Secara umum penggunaan biodiesel akan menurunkan kadar emisi gas buang. Emisi gas buang menurun secara konsisten dengan kadar campuran biodiesel yang semakin besar, namun demikian karakteristiknya bervariasi tergantung dari jenis emisinya.
Berdasarkan hasil Laporan Kajian dan Uji Pemanfaatan Biodiesel 20% (B20) yang dilakukan oleh Ditjen Eenergi Baru dan Terbarukan dan Konservasi Energi (BTKE) Kementerian ESDM bersama beberapa stakeholder terkait pada tahun 2014, diperoleh hasil uji emisi yang sangat menggembirakan.

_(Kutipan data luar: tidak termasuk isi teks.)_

PR #577, opened 2024-08-13
NETOBSERV-1798: fix auto-completion as non-admin

jotak:
- When there's permission issue with prom user, fallback on using loki (like we also do for regular metrics queries)
- Do not try using prom for labels not in prom metrics
- Fix misleading error messages
- Do not disallow filter creation in case of autocompletion error

## Dependencies

n/a

## Checklist

  * [x] If so, fill in "Release Note Text" in the JIRA.

### DIFF
--- a/pkg/handler/resources.go
+++ b/pkg/handler/resources.go
@@ -34,7 +34,7 @@ func (h *Handlers) GetClusters(ctx context.Context) func(w http.ResponseWriter, 
 		// Fetch and merge values for K8S_ClusterName
 		values, code, err := h.getLabelValues(ctx, clients, fields.Cluster)
 		if err != nil {
-			writeError(w, code, "Error while fetching label cluster values from Loki: "+err.Error())
+			writeError(w, code, err.Error())
 			return
 		}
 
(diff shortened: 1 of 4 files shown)


jotak:
@jpinsonneau FYI I need to check how that fits with https://github.com/netobserv/network-observability-console-plugin/pull/571 - some bits need probably to be adapted

jotak:
> @jpinsonneau FYI I need to check how that fits with https://github.com/netobserv/network-observability-console-plugin/pull/571 - some bits need probably to be adapted

Actually, forget about it: I was thinking about removing the workaround that says
> // This is because multi-tenancy is currently not managed for prom datasource, hence such queries have to go with Loki [etc.]

since now we handle multi-tenancy via prom's in the dev console; but that workaround is still useful when non-admin users run queries from the admin console, ie. not namespace-constrained.

So I think this PR is ok (there will just be minor conflicts with the other one)

pkg/handler/resources.go
```diff
@@ -116,10 +116,27 @@ func (h *Handlers) GetNamespaces(ctx context.Context) func(w http.ResponseWriter
...
+		if err != nil {
+			if code == http.StatusUnauthorized || code == http.StatusForbidden {
+				// In case this was a prometheus 401 / 403 error, the query is repeated with Loki
+				// This is because multi-tenancy is currently not managed for prom datasource, hence such queries have to go with Loki
+				// Unfortunately we don't know a safe and generic way to pre-flight check if the user will be authorized
+				hlog.Info("Retrying with Loki...")
+				// continuing with loki below
+			} else {
+				return nil, code, fmt.Errorf("error while fetching label %s values from Prometheus: %w", label, err)
+			}
```
jpinsonneau, line 129: I don't think we'll need that case as we get https://github.com/netobserv/network-observability-console-plugin/pull/589/files#diff-017f9ad356145a3e9c8d08ec33d1b5e694bc4820f301ad6d5c6470005eaf8a38 changes :thinking: 

The namespace was missing in the query params so we always query the admin prom

jotak: the error is not only in dev perspective but also in admin perspective, when logged in with a non-admin.. so I think it's still relevant for that case

jpinsonneau: correct, let's keep it then !

jotak:
closing because I'm merging this PR into Julien's https://github.com/netobserv/network-observability-console-plugin/pull/589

Pertama, kendaraan berbahan bakar B20 menghasilkan emisi CO yang lebih rendah dibandingkan kendaraan yang tidak menggunakan biodiesel. Hal ini dipengaruhi oleh lebih tingginya angka cetane dan kandungan oksigen dalam B20, sehingga mendorong terjadinya pembakaran yang lebih sempurna.
Kedua, kendaraan berbahan bakar B20 menghasilkan emisi Total Hydrocarbon (THC) yang lebih rendah dibandingkan kendaraan tanpa biodiesel. Hal ini disebabkan pembakaran yang lebih baik pada kendaraan B20, sehingga dapat menekan emisi THC yang dihasilkan.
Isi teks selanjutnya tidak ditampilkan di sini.